__Dataset records__:
PR #1148, opened 2021-05-19
Replace metacity with gnome-kiosk

bcl:
Related: rhbz#1961099

### DIFF
--- a/share/templates.d/99-generic/runtime-cleanup.tmpl
+++ b/share/templates.d/99-generic/runtime-cleanup.tmpl
@@ -105,7 +105,6 @@ removefrom gtk2 /usr/${libdir}/gtk-2.0/*/{engines,printbackends}/*
 removefrom gtk2 /usr/share/themes/*
 removefrom gtk3 /usr/${libdir}/gtk-3.0/*/printbackends/*
 removefrom gtk3 /usr/share/themes/*
-removefrom metacity --allbut /usr/bin/* /usr/${libdir}/*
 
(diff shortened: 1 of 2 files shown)


share/templates.d/99-generic/runtime-cleanup.tmpl
```diff
@@ -343,9 +342,6 @@ removepkg geoclue2
 removepkg cdparanoia-libs opus libtheora libvisual flac-libs gsm avahi-glib avahi-libs \
           ModemManager-glib
 
-## metacity requires libvorbis and libvorbisfile, but enc/dec are no longer needed
-removefrom libvorbis --allbut /usr/${libdir}/libvorbisfile.* /usr/${libdir}/libvorbis.*
-
```
rvykydal, line 348: I am not sure about this change.
In the iso I built with metacity replaced by gnome-kiosk the libvorbis is still pulled in so removing the unneeded enc/dec is still valid and I'd keep these lines. Maybe we could update the comment with the information about what pulls the library in, but I don't insist (and I don't know).

rvykydal (approved):
Other than the comment looks good to me.

rvykydal (changes requested):
Err, removing the approval before we clear it up with the libvorbis.

rvykydal:
I think the dependency chain here is:
gnome-kiosk -> mutter -> libcanberra -> libvorbis

rvykydal (approved):
Looks good to me, thank you!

__Task goal__:
Quote all the records exactly, please, leaving none out.

__Solution below__:
PR #1148, opened 2021-05-19
Replace metacity with gnome-kiosk

bcl:
Related: rhbz#1961099

### DIFF
--- a/share/templates.d/99-generic/runtime-cleanup.tmpl
+++ b/share/templates.d/99-generic/runtime-cleanup.tmpl
@@ -105,7 +105,6 @@ removefrom gtk2 /usr/${libdir}/gtk-2.0/*/{engines,printbackends}/*
 removefrom gtk2 /usr/share/themes/*
 removefrom gtk3 /usr/${libdir}/gtk-3.0/*/printbackends/*
 removefrom gtk3 /usr/share/themes/*
-removefrom metacity --allbut /usr/bin/* /usr/${libdir}/*
 
(diff shortened: 1 of 2 files shown)


share/templates.d/99-generic/runtime-cleanup.tmpl
```diff
@@ -343,9 +342,6 @@ removepkg geoclue2
 removepkg cdparanoia-libs opus libtheora libvisual flac-libs gsm avahi-glib avahi-libs \
           ModemManager-glib
 
-## metacity requires libvorbis and libvorbisfile, but enc/dec are no longer needed
-removefrom libvorbis --allbut /usr/${libdir}/libvorbisfile.* /usr/${libdir}/libvorbis.*
-
```
rvykydal, line 348: I am not sure about this change.
In the iso I built with metacity replaced by gnome-kiosk the libvorbis is still pulled in so removing the unneeded enc/dec is still valid and I'd keep these lines. Maybe we could update the comment with the information about what pulls the library in, but I don't insist (and I don't know).

rvykydal (approved):
Other than the comment looks good to me.

rvykydal (changes requested):
Err, removing the approval before we clear it up with the libvorbis.

rvykydal:
I think the dependency chain here is:
gnome-kiosk -> mutter -> libcanberra -> libvorbis

rvykydal (approved):
Looks good to me, thank you!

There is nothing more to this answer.